Peacock Wine Bar blends the owners’ passion for the alcoholic beverage and a family feel.
Tracy Wallace and her husband, Rich, opened the Gilbert wine bar after visiting a similar place in San Francisco.
“I had gone to this one wine bar at least twice while I was there,” Tracy says. “The environment really resonated with me because it was very comfortable. I didn’t feel like I was being rushed to drink up and leave.”
Upon her return to Arizona, Tracy looked for a similar place and found nothing that matched the way that wine bar made her feel.
“I knew I wanted to do something, and I didn’t know what it was,” she says. “After all of this I was like, ‘Hey, I think we’ll open a wine bar.’ My husband actually thought it was just some crazy thing that I said.”
He realized she was serious when she started scouting locations.

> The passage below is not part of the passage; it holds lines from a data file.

PR #4595, opened 2024-02-16
Debounce open shards request to control plane

guilload:
### Todo
- [x] Confirm there's a need for debouncing those requests
- [x] Add more unit tests
- [x] Test in the wild

### How was this PR tested?
- Add unit tests

### DIFF
--- a/quickwit/quickwit-ingest/src/ingest_v2/debouncing.rs
+++ b/quickwit/quickwit-ingest/src/ingest_v2/debouncing.rs
@@ -1,0 +1,228 @@
+// Copyright (C) 2024 Quickwit, Inc.
+//
+// Quickwit is offered under the AGPL v3.0 and as commercial software.
+// For commercial licensing, contact us at hello@quickwit.io.
+//
+// AGPL:
+// This program is free software: you can redistribute it and/or modify
+// it under the terms of the GNU Affero General Public License as
+// published by the Free Software Foundation, either version 3 of the
+// License, or (at your option) any later version.
+//
+// This program is distributed in the hope that it will be useful,
+// but WITHOUT ANY WARRANTY; without even the implied warranty of
+// MERCHANTABILITY or FITNESS FOR A PARTICULAR PURPOSE. See the
+// GNU Affero General Public License for more details.
+//
+// You should have received a copy of the GNU Affero General Public License
+// along with this program. If not, see <http://www.gnu.org/licenses/>.
+
+use std::collections::HashMap;
+use std::sync::Arc;
+
+use quickwit_proto::control_plane::{
+    GetOrCreateOpenShardsRequest, GetOrCreateOpenShardsSubrequest,
+};
+use quickwit_proto::ingest::ShardIds;
+use quickwit_proto::types::{IndexId, SourceId};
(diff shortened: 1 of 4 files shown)


quickwit/quickwit-ingest/src/ingest_v2/debouncer.rs
```diff
@@ -0,0 +1,137 @@
...
+#[derive(Default)]
+pub(super) struct Rendezvous {
+    permits: Vec<PermitGuard>,
+    barriers: Vec<BarrierGuard>,
+}
+
+impl Rendezvous {
+    /// Releases the permits and waits for the barriers to be released.
+    pub async fn wait(mut self) {
+        self.permits.clear();
```
fulmicoton, line 73:
```suggestion
        // Releasing the permits before waiting for barrier is necessary to avoid
        // dead locks.
        self.permits.clear();
```

quickwit/quickwit-ingest/src/ingest_v2/debouncer.rs
```diff
@@ -0,0 +1,137 @@
...
+
+use std::collections::HashMap;
+use std::sync::Arc;
+
+use quickwit_proto::control_plane::{
+    GetOrCreateOpenShardsRequest, GetOrCreateOpenShardsSubrequest,
+};
+use quickwit_proto::ingest::ShardIds;
+use quickwit_proto::types::{IndexId, SourceId};
+use tokio::sync::{OwnedRwLockWriteGuard, RwLock};
```
fulmicoton, line 28: I didn't know that existed.

quickwit/quickwit-ingest/src/ingest_v2/debouncer.rs
```diff
@@ -0,0 +1,137 @@
...
+
+/// Debounces [`GetOrCreateOpenShardsRequest`](quickwit_proto::control_plane::GetOrCreateOpenShardsRequest) requests by index and source IDs. It gives away a permit to the first request and a barrier to subsequent requests.
+#[derive(Default)]
+pub(super) struct Debouncer {
+    locks: HashMap<(IndexId, SourceId), Arc<RwLock<()>>>,
```
fulmicoton, line 33: nitpick:

I think Debouncer should have been an object just wrapping `Arc<RwLock<()>>`
and the map part should have been elsewhere.

nitpick2:
An alternative implementation could have been:
```
struct Debouncer {
   in_flight_released: Arc<Notify>,
   in_flight_lock: Mutex<()>,
}
```

```rust
struct Debouncer {
   in_flight_released: watch::Receiver<()>,
   lock: Mutex<watch::Sender>,
}
```

In both case, the idea would then be to clone `in_flight_released` first.
Then try to acquire the Mutex. 

If the mutex is acquire return a permit. On drop of the permit notify others.

The difference with the RwLock is that the mechanism is not a chain of `Notify::notify_one()` + instantenous drop of LockGuard. It would rely on `Notify::notify_waiters()`

Your solution is easier to readproof in my opinion.

guilload: I will address nitpick 1.

Regarding 2., my first approach was using a `Mutex` and a `Notify`, but I found the `RwLock` simpler.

“We have a lot of beer and wine bars (in Gilbert), but they’re smaller and they offer beer and wine — mostly beer,” says Tracy, a Gilbert resident. “The other thing, the wine list at least at these ‘wine bars’ is very small. I knew I wanted to offer a wide range of wine from all over the world.”
Peacock Wine Bar has two wine clubs — Peahen Club, which sends one bottle of white wine and one bottle of red or two bottles of red wine monthly for $35, or Peacock Club that includes one bottle of white wine and two reds monthly for $55.
“Our wines that we choose for wine club, we never have them on our menu or on our wine wall,” Wallace says. “We offer a 15% discount for our wine club members (along with) complimentary wine tastings whenever we have a wine tasting.”
Peacock Wine Bar offers an array of wines, beers and delectable fare. Customers can choose one of three wine flights including a combination of four wines (red and white) for $22, four global reds for $30 or four “worldly whites” for $26. Each wine is a 3-ounce pour.
“One of my favorites is called Ball Buster,” Wallace says of the wine priced at $10 for a glass and $32 for a bottle. “It’s made by Tait Winery, and it’s a syrah.”
Rounding out her top three are sauvignon blanc, Casas Del Bosque ($9/$29) and cabernet franc called Durigutti ($11/$35).
Her favorite three beers at the Peacock Wine Bar are Phantom Bride IPA from Belching Beaver ($7); Peanut Butter Nitro Stout from Belching Beaver ($7); and her “all-time favorite is a sour,” Rainbow Sherbet by Prairie Artisan Brewing ($6).
Weekly specials at Peacock Wine Bar allow everyone to join in on the friendly wine bar experience.
Mondays they either have teacher appreciation or educator appreciation night, allowing 20% off for qualifying patrons. Tuesday is $10 off bottles or “$10 Tuesday.” Wednesday is date night offering a $50 special for a bottle of wine and fondue. Thursday is Ladies Night with happy hour lasting all day and the Peacock Board which is an assortment of meats, cheeses and accompaniments for $15. Soon to be added to the menu will be five cocktails.
“Because of our license, we have to use a wine-based spirit,” Wallace says. “The difference between a wine-based spirit and a regular spirit is that a wine-based spirit is fermented, where like your Ketel One, all of that is distilled.
“We will use the wine-based spirit in the amount that would equal to a regular spirit because they are a little lower in alcohol percentage.”
As for food, the menu is simple yet creative. Starters feature a protein board, bread and dipping, assorted olives, red pepper bacon avocado toast, burrata plate and naan, and hummus with veggies ($5 to $15).
The “Main A’Fare” boasts bruschetta and charcuterie boards, flatbreads, salads and a cheese fondue for two ($8 to $30). End the meal with chocolate or macaron flight ($15).
Peacock Wine Bar was hit hard by the COVID-19 pandemic but is still holding on.
“Business was kind of nonexistent for us,” says Wallace about the start of the pandemic. “We were just at our six-month mark when we had to close the first time. We’re still getting our word out there.
“When we closed, we tried the to-go wine and beer and sometimes some of our food, but it never really caught on. We did a little bit, but it just never really took hold.”
When restaurants were allowed to reopen, Wallace saw a decline in customers because “why would they go out of their way to come to our little wine bar when they can’t sit and enjoy their time.”
“We closed a second time and I had to let all of my staff go the second time around because I didn’t have any more funds to pay payroll with,” Wallace says. “We reopened in September and since then … we’re not doing awful.
“Basically, when we reopened it was just like we opened for the first time.”